What is Cochlear.ai Sense?¶
Cochlear.ai offers audio cognition systems as a service. Our cloud API service Cochlear.ai Sense enables developers to analyze audio contents by extracting non-verbal information. It is based on gRPC framework and python, java, node.js are supported in beta version.
If you need any help or support, please do not hesitate to send us an email at firstname.lastname@example.org.
Please send us the audio samples that are not working properly with our API and tell us any issues you face during the development. It would be greatly appreciated. Thank you for your participation!
- File input methods
- ‘speech_detector’ (speech activity detection)
- ‘music_detector’ (music activity detection)
- ‘age_gender’ (age and gender detection)
- ‘music_genre’ (music genre detection)
- ‘music_mood’ (music mood estimation)
- ‘music_tempo’ (music tempo detection)
- ‘music_key’ (music key detection)
- ‘event’ (audio event detection)
- Streaming input methods
- ‘speech_detector_stream’ (speech activity detection)
- ‘music_detector_stream’ (music activity detection)
- ‘age_gender_stream’ (age and gender detection)
- ‘music_genre_stream’ (music genre detection)
- ‘music_mood_stream’ (music mood estimation)
- ‘event_stream’ (audio event detection)
For ‘event’ and ‘event_stream’, the following subtasks are available.
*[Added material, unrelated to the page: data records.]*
PR #1947, opened 2023-07-20
[dbus] add `PendingDatasetTlvs`

jdswensen:
Add dbus call to fetch the pending dataset.


src/dbus/server/introspect.xml
```diff
@@ -536,6 +536,11 @@
       <annotation name="org.freedesktop.DBus.Property.EmitsChangedSignal" value="false"/>
     </property>
 
+    <!-- PendingDatasetTlvs: The Thread active dataset tlv in binary form. -->
+    <property name="PendingDatasetTlvs" type="ay" access="readwrite">
+      <annotation name="org.freedesktop.DBus.Property.EmitsChangedSignal" value="false"/>
+    </property>
+
```
jdswensen, line 543: Just noticed this, I'll change after CI is done in case there is anything I need to address.
```suggestion
    <!-- PendingDatasetTlvs: The Thread pending dataset tlv in binary form. -->
    <property name="PendingDatasetTlvs" type="ay" access="read">
      <annotation name="org.freedesktop.DBus.Property.EmitsChangedSignal" value="false"/>
    </property>

```

jdswensen:
@bukepo would you have time to review this or recommend someone that may have time? 😄

jwhui (approved):
Thanks! 👍🏼

PR #1953, opened 2023-07-26
[logging] use program name for log id

wgtdkp:
On Android, we use the "ot-daemon" name for the runnable program
and want the syslog id be updated to "ot-daemon" as well. Instead of
hard coding the syslog id, this commit derive the id from the program
name so it works for both linux and Android.

For example, logs on Android will be like:
```
ot-daemon[2152867]: [NOTE]-AGENT---: Running 0.3.0-090e5b55-dirty
ot-daemon[2152867]: [NOTE]-AGENT---: Thread version: 1.3.0
ot-daemon[2152867]: [NOTE]-AGENT---: Thread interface: wpan0
```

### DIFF
--- a/src/common/logging.cpp
+++ b/src/common/logging.cpp
@@ -78,12 +78,17 @@ void otbrLogSetLevel(otbrLogLevel aLevel)
 }
 
 /** Initialize logging */
-void otbrLogInit(const char *aIdent, otbrLogLevel aLevel, bool aPrintStderr)
+void otbrLogInit(const char *aProgramName, otbrLogLevel aLevel, bool aPrintStderr)
 {
-    assert(aIdent);
+    const char *ident;
+
+    assert(aProgramName != nullptr);
     assert(aLevel >= OTBR_LOG_EMERG && aLevel <= OTBR_LOG_DEBUG);
 
-    openlog(aIdent, (LOG_CONS | LOG_PID) | (aPrintStderr ? LOG_PERROR : 0), OTBR_SYSLOG_FACILITY_ID);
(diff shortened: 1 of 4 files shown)


zhanglongxia (approved):
LGTM

superwhd (approved):
LGTM 👍

bukepo (approved):

src/common/logging.cpp
```diff
@@ -78,12 +78,17 @@ void otbrLogSetLevel(otbrLogLevel aLevel)
...
 {
-    assert(aIdent);
+    const char *ident;
+
+    assert(aProgramName != nullptr);
     assert(aLevel >= OTBR_LOG_EMERG && aLevel <= OTBR_LOG_DEBUG);
 
-    openlog(aIdent, (LOG_CONS | LOG_PID) | (aPrintStderr ? LOG_PERROR : 0), OTBR_SYSLOG_FACILITY_ID);
+    ident = strrchr(aProgramName, '/');
+    ident = (ident != nullptr) ? ident + 1 : aProgramName;
```
abtink, line 89: Is it possible to have more than one `/` in the `aProgramName`? 
We can consider skipping over them all until we see no more.

abtink (approved):
LGTM.

src/common/logging.cpp
wgtdkp: Hi abtink, it's exactly what [strrchr](https://cplusplus.com/reference/cstring/strrchr/) does!

jwhui (approved):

‘babycry’, ‘carhorn’, ‘cough’, ‘dogbark’, ‘glassbreak’, ‘siren’, ‘snoring’
In other cases, the subtask will be ignored.
Key features of beta version¶
Our beta version API includes the following major updates compared to the alpha version.
- Improved latency
- Streaming input support
- Example client codes of other languages (Java, Node.js)
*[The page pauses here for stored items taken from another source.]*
PR #1098, opened 2024-10-15
[MODINVSTOR-1270] Allow Subject sources and Subject type to have consortium source

RomanChernetskyi:
### Purpose
Allow Subject sources and Subject type to have consortium source

### Jira
https://folio-org.atlassian.net/browse/MODINVSTOR-1270

### DIFF
--- a/src/main/java/org/folio/rest/support/SubjectUtil.java
+++ b/src/main/java/org/folio/rest/support/SubjectUtil.java
@@ -1,0 +1,70 @@
+package org.folio.rest.support;
+
+import static io.vertx.core.Future.succeededFuture;
+import static org.folio.rest.jaxrs.resource.SubjectSources.PostSubjectSourcesResponse.respond422WithApplicationJson;
+import static org.folio.rest.support.ResponseUtil.SOURCE_CANNOT_BE_FOLIO;
+import static org.folio.rest.support.ResponseUtil.SOURCE_CANNOT_BE_UPDATED_AT_NON_ECS;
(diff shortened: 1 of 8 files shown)


src/main/java/org/folio/rest/support/SubjectUtil.java
```diff
@@ -0,0 +1,70 @@
...
+      return consortiumService.getConsortiumData(okapiHeaders)
+        .map(consortiumDataOptional -> {
+          if (consortiumDataOptional.isEmpty()) {
+            return getValidationErrorMessage(incomingSubjectSource, SOURCE_CANNOT_BE_UPDATED_AT_NON_ECS);
+          }
+          return Optional.empty();
+        });
+    }
+    return Future.succeededFuture(Optional.empty());
+  }
```
psmagin, line 61: Could it be updated from consortium to local, from local to folio?

psmagin (changes requested):
Please cover it with unit tests.

src/main/java/org/folio/rest/support/SubjectUtil.java
RomanChernetskyi: It could be updated from consortium to local and vice versa only at ECS setup, updating to source folio is not allow

psmagin (approved):

mukhiddin-yusuf (approved):

RuslanLavrov (approved):

KaterynaSenchenko (approved):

- Additional functionalities
- Speech and music activity detection
- Age and gender detection
- Additional sound event class (glassbreak)
- Improved performance
In this short tutorial, we introduce Cochlear.ai Sense API and go through the process of analyzing your first audio content.
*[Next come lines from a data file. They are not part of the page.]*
PR #1119, opened 2024-11-27
MODINVSTOR-1284 User can delete local Subject types/sources when it linked to Instance

JavokhirAbdullayev:
### Purpose
[MODINVSTOR-1284](https://folio-org.atlassian.net/browse/MODINVSTOR-1284) User can delete local Subject types/sources when it linked to Instance

### Approach
add validation to check if subject source/type linked with instance

### Changes Checklist

### Learning and Resources (if applicable)
TODO: In the scope of another ticket [MODINVSTOR-1299](https://folio-org.atlassian.net/browse/MODINVSTOR-1299), we will update the rollback mechanism, for instance, when linking with subjects fails. 

### Screenshots (if applicable)
image


src/main/java/org/folio/persist/InstanceRepository.java
```diff
@@ -40,6 +40,24 @@ public InstanceRepository(Context context, Map<String, String> okapiHeaders) {
...
+
+    return postgresClient.execute(sql.toString())
+      .map(rowSet -> {
+        if (rowSet != null && rowSet.iterator().hasNext()) {
+          Row row = rowSet.iterator().next();
+          return row.getBoolean("record_exists");
+        }
+        return Boolean.FALSE;
+      });
+  }
```
psmagin, line 58: This approach could be highly inefficient; in the worst case, it would require searching through all records to find one with the subject field, potentially impacting other processes related to instances and subject types.

I suggest creating an intermediate many-to-many relationship table with foreign keys (FKs) linked to both subject types and instances. This would facilitate reliance on database validation and eliminate the need to search the instance table.

psmagin (changes requested):

src/main/java/org/folio/persist/InstanceRepository.java
```diff
@@ -35,11 +36,61 @@ public class InstanceRepository extends AbstractRepository<Instance> {
...
   private static final String INVENTORY_VIEW_JSONB_FIELD = "inventory_view.jsonb";
+  private static final String INSTANCE_SUBJECT_SOURCE_TABLE = "instance_subject_source";
+  private static final String INSTANCE_SUBJECT_TYPE_TABLE = "instance_subject_type";
+
 
   public InstanceRepository(Context context, Map<String, String> okapiHeaders) {
     super(postgresClient(context, okapiHeaders), INSTANCE_TABLE, Instance.class);
   }
 
+  public Future<Boolean> doesInstanceExistBySubjectField(String field, String value) {
```
psmagin, line 47: If you have FKs, then there is no need for such check. You could just catch database exception.

src/main/java/org/folio/services/instance/InstanceService.java
```diff
@@ -115,6 +115,13 @@ public Future<Response> createInstance(Instance entity) {
           // api client invoking this endpoint. The response is returned
           // a little earlier so the api client can continue its processing
           // while the domain event publish is satisfied.
+          .compose(response -> {
+            if (response.getEntity() instanceof Instance instanceResponse) {
+              instanceRepository.linkInstanceWithSubjectSourceAndType(instanceResponse);
```
RuslanLavrov, line 120: could you say please, should we insert/delete data in the "instance_subject_source", "instance_subject_type" tables upon instance update as well? For example, if during instance update some of subject is added with source/type that has not been specified yet in these new tables, or when instance sent for update does not contain subject with type/source that is already specified in the new tables.

VRohach (approved):

src/main/java/org/folio/services/instance/InstanceService.java
```diff
@@ -150,14 +157,39 @@ public Future<Response> updateInstance(String id, Instance newInstance) {
...
+
+    if (newInstance.getSubjects().isEmpty()) {
+      instanceRepository.unlinkInstanceFromSubjectSource(instanceId);
+      instanceRepository.unlinkInstanceFromSubjectType(instanceId);
+      return;
+    }
+
+    for (var subject : newInstance.getSubjects()) {
+      if (subject.getSourceId() == null) {
+        instanceRepository.unlinkInstanceFromSubjectSource(instanceId);
```
psmagin, line 179: Here you unlink all subjects from the instance, but should unlink only one based on your logic.

psmagin (changes requested):

src/main/java/org/folio/services/instance/InstanceService.java
JavokhirAbdullayev: here, i'm iterating over subjects and unlink if some of them does not exist in newInstance json

src/main/java/org/folio/persist/InstanceRepository.java
```diff
@@ -35,11 +36,69 @@ public class InstanceRepository extends AbstractRepository<Instance> {
...
+        instanceId, sourceId);
+    postgresClient.execute(sql);
+  }
+
+  public void unlinkSubjectType(String instanceId, String typeId) {
+    var sql = "DELETE FROM " +
+      postgresClientFuturized.getFullTableName(INSTANCE_SUBJECT_TYPE_TABLE) +
+      String.format(" WHERE instance_id = '%s' AND type_id = '%s';", instanceId,
+        typeId);
+    postgresClient.execute(sql);
```
psmagin, line 98: Basicaly the logic should be like following:
1. Get all source/type ids from new instance subjects.
2. Get all source/type ids from old instance subjects.
3. Identify distinction: what should be created, what should be deleted.
4. Do queries for creating and deleting these relations in batch and not one by one.

JavokhirAbdullayev:
> How do you ensure consistency? Specifically, what happens if an instance is saved successfully but the related data fails to save? Do you have any rollback mechanisms for the instance? Are you considering the use of transactions?
For me, it feels a bit over-engineering, a small bug become a huge technical issue, I will do that if you want

JavokhirAbdullayev:
> How do you ensure consistency? Specifically, what happens if an instance is saved successfully but the related data fails to save? Do you have any rollback mechanisms for the instance? Are you considering the use of transactions?

JavokhirAbdullayev:
> How do you ensure consistency? Specifically, what happens if an instance is saved successfully but the related data fails to save? Do you have any rollback mechanisms for the instance? Are you considering the use of transactions?

Currently because of transactional behaviour of post Instance, most of the tests were failing because of DB Timeouts

KaterynaSenchenko (approved):

psmagin (approved):

PR #1128, opened 2024-12-20
MODINVSTOR-1343: Sort holdings by location name in instanceId query

julianladisch:
### Purpose
The UI has the instance view that shows the holdings that belong to that instance. There are many libraries with many holdings per instance, they need this sorted by effectiveLocation.name, callNumberPrefix, callNumber, callNumberSuffix.

RMB doesn’t support sorting by effectiveLocation.name because that’s a foreign table field. It only supports sorting by effectiveLocationId.

Implement this special case that the UI will use:

`instanceId==5b966ed6-3cd6-4dda-a0c7-f9b5e2826ccd sortBy effectiveLocation.name callNumberPrefix callNumber callNumberSuffix`

Allow any sub-set and order for the sortBy fields.

### Approach
Create a LEFT JOIN query.
This builds a pair of the holdings jsonb and the location name.
Put this into a WITH clause.
Then do the sorting.
Create a JSON list with the result.
Add a totalRecords value.

### Changes Checklist

### Related Issues
https://folio-org.atlassian.net/browse/MODINVSTOR-1343


src/main/java/org/folio/persist/HoldingsRepository.java
```diff
@@ -19,6 +21,53 @@ public HoldingsRepository(Context context, Map<String, String> okapiHeaders) {
...
+      }
+      orderBy.append(s);
+    }
+    var sql = "WITH data AS ("
+        + " SELECT h.jsonb AS jsonb, l.jsonb->>'name' AS name"
+        + " FROM " + HOLDINGS_RECORD_TABLE + " h"
+        + " LEFT JOIN " + LOCATION_TABLE + " l"
+        + "   ON h.effectiveLocationId = l.id"
+        + " WHERE h.instanceId=$1"
+        + " )"
```
mweaver-ebsco, line 55: Personal opinion: if this CTE is dealing with enough data to justify the `OFFSET` and `LIMIT`, then it should probably be set to not get materialized.

```suggestion
    var sql = "WITH data AS NOT MATERIALIZED ("
        + " SELECT h.jsonb AS jsonb, l.jsonb->>'name' AS name"
        + " FROM " + HOLDINGS_RECORD_TABLE + " h"
        + " LEFT JOIN " + LOCATION_TABLE + " l"
        + "   ON h.effectiveLocationId = l.id"
        + " WHERE h.instanceId=$1"
        + " )"
```

src/main/java/org/folio/persist/HoldingsRepository.java
```diff
@@ -19,6 +21,53 @@ public HoldingsRepository(Context context, Map<String, String> okapiHeaders) {
     super(postgresClient(context, okapiHeaders), HOLDINGS_RECORD_TABLE, HoldingsRecord.class);
   }
 
+  /**
+   * Row where the first value is an array with all holdings records; the second value is
+   * the exact totalRecords count.
+   */
```
mweaver-ebsco, line 27: Nit: The query results should be returned with usable names rather than having to be referred to by ordinal position. It's MUCH more usable and maintainable.

psmagin (approved):

viacheslavkol (approved):

PR #1141, opened 2025-01-24
MODINVSTOR-1354 Optimize check for existing shadow Instance before creating it

KaterynaSenchenko:
[MODINVSTOR-1354](https://folio-org.atlassian.net/browse/MODINVSTOR-1354)
In ECS when Holdings is created on a member tenant associated with a shared Instance that exists on a central tenant, a shadow copy of the Instance should be created on the member to link the Holdings, unless it already exists. To check if the Instance exists it is unnecessary to retrieve the whole object, the operation could be optimized by merely checking that object with such id exists.


JavokhirAbdullayev (approved):

psmagin (commented):
Please update NEWS.
Please update PR description with reasoning for the change.

psmagin (approved):

PR #1181, opened 2025-04-07
MODINVSTOR-1389 Fix error serialization when writing to files uploaded to S3

JavokhirAbdullayev:
### Purpose
[MODINVSTOR-1389](https://folio-org.atlassian.net/browse/MODINVSTOR-1389) Fix error serialization when writing to files uploaded to S3
 

### Approach
Fix the serialization of Errors when writing errors into a file from the bulk api

### DIFF
--- a/NEWS.md
+++ b/NEWS.md
@@ -12,7 +12,7 @@
 
 ### Bug fixes
 * Fix ordering of electronic access items for inventory-hierarchy, oai-pmh-view ([MODINVSTOR-1224](https://folio-org.atlassian.net/browse/MODINVSTOR-1224))
-* Errors during save phase of marc-migrations (instances) ([MODINVSTOR-1389](https://folio-org.atlassian.net/browse/MODINVSTOR-1389))
+* Fix error serialization when writing to files uploaded to S3 ([MODINVSTOR-1389](https://folio-org.atlassian.net/browse/MODINVSTOR-1389))
 
 ### Tech Dept
 * Description ([ISSUE](https://folio-org.atlassian.net/browse/ISSUE))


src/main/java/org/folio/services/bulkprocessing/AbstractEntityS3Service.java
```diff
@@ -122,10 +123,13 @@ private Future<Void> handleUpsertFailure(AtomicInteger errorsCounter, BulkProces
...
-    log.warn("handleUpsertFailure:: Failed to process single entity upsert operation, entityId: '{}'",
-      entityId, e);
+    var errorDetails = (e instanceof ValidationException validationException)
+      ? validationException.getErrors().getErrors().getFirst().getMessage() :
+      e.getMessage();
+    log.warn("handleUpsertFailure:: Failed to process single entity upsert operation, entityId: '{}', error: {}",
+      entityId, errorDetails);
     errorsCounter.incrementAndGet();
-    return errorsWriter.write(entityToWrite, this::extractEntityId, e);
+    return errorsWriter.write(entityToWrite, this::extractEntityId, errorDetails);
```
mukhiddin-yusuf, line 132: maybe it makes sense to just pass the ```validationException.getErrors().getErrors().getFirst()``` instead of modifying the ```write(...)``` method and what if ```.getErrors()``` contains more errors - don't we need to aggregate them?

also other minor point: if it is validationException then would be nice to check ```validationException.getErrors() != null``` as I think it is not protected from being null

psmagin (dismissed):

psmagin (changes requested):
Please create mod-inventory-storage Jira ticket and use it in the PR and commit message for reference.
Update NEWS

NEWS.md
```diff
@@ -12,6 +12,7 @@
 
 ### Bug fixes
 * Fix ordering of electronic access items for inventory-hierarchy, oai-pmh-view ([MODINVSTOR-1224](https://folio-org.atlassian.net/browse/MODINVSTOR-1224))
+* Errors during save phase of marc-migrations (instances) ([MODINVSTOR-1389](https://folio-org.atlassian.net/browse/MODINVSTOR-1389))
```
psmagin, line 15: The mod-inventory-storage micro service doesn't know anything about marc migration. Please specify in news (and in following squash merge commit) what exactly changed in this PR (what endpoint logic was modified and how)

psmagin (changes requested):

psmagin:
Please update PR description and title to include the created jira ticket. Would also be appreciated if you will update the description of the ticket with details that make sense for the module

PR #1217, opened 2025-06-24
test: stabilize tests by fixing  cache issue during create/update holding

SvitlanaKovalova1:
### Purpose
[MODINVSTOR-1405](https://folio-org.atlassian.net/browse/MODINVSTOR-1405) Stabilize tests by fixing  cache issue during create/update holding

### Approach
Add `X-Okapi-Url` header with mock url to fix the cache issue `Failed to request method='GET' uri='/user-tenants?limit=1'`

### Changes Checklist
- [ ] **Unit Testing**: Confirm that changed classes were covered by unit tests.
- [ ] **Manual Testing**: Confirm that changes were tested on local or dev environment.


src/test/java/org/folio/rest/support/http/ResourceClient.java
```diff
@@ -1,5 +1,6 @@
 package org.folio.rest.support.http;
 
+import static org.folio.rest.api.TestBaseWithInventoryUtil.mockServer;
```
psmagin, line 3: I think it's a bad solution to use a variable that is initialized by Wiremock framework in the client, which could be used when Wiremock and TestBaseWithInventoryUtil are not used in the test.

I would suggest to set header somewhere in tests implicitly or create some special resource client for holdings that will override basic client methods with logic we need to add to it. 
Wiremock url could be passed in constructor for such client or it could be null in case there is no wiremock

Step 1. Get your Free API key¶
Every API access is managed with API key. If you are a first time user, visit http://cochlear.ai/beta-subscription/ to get your free API key.
All API keys are limited to 700 audio files and 10 minute audio streams per method per day.
Daily Quota: 700 calls per method (audio file) / 10 minutes per method (audio stream)
Daily quotas are refreshed at the end of a 24-hour window (GMT+0).
Step 2. Clone this repository¶
This repository contains the libraries required to utilize Cochlear.ai Sense API. Copy the code below or manually download to use.
$ git clone https://github.com/cochlearai/sense-client
Step 3. Setup your environment (python)¶
This and the next steps assume the python 2.7 environment running on Ubuntu. If you are using java, please refer to the following documents:
The tutorial for node.js is soon to be updated.
- Install portaudio
This is required only for streaming methods.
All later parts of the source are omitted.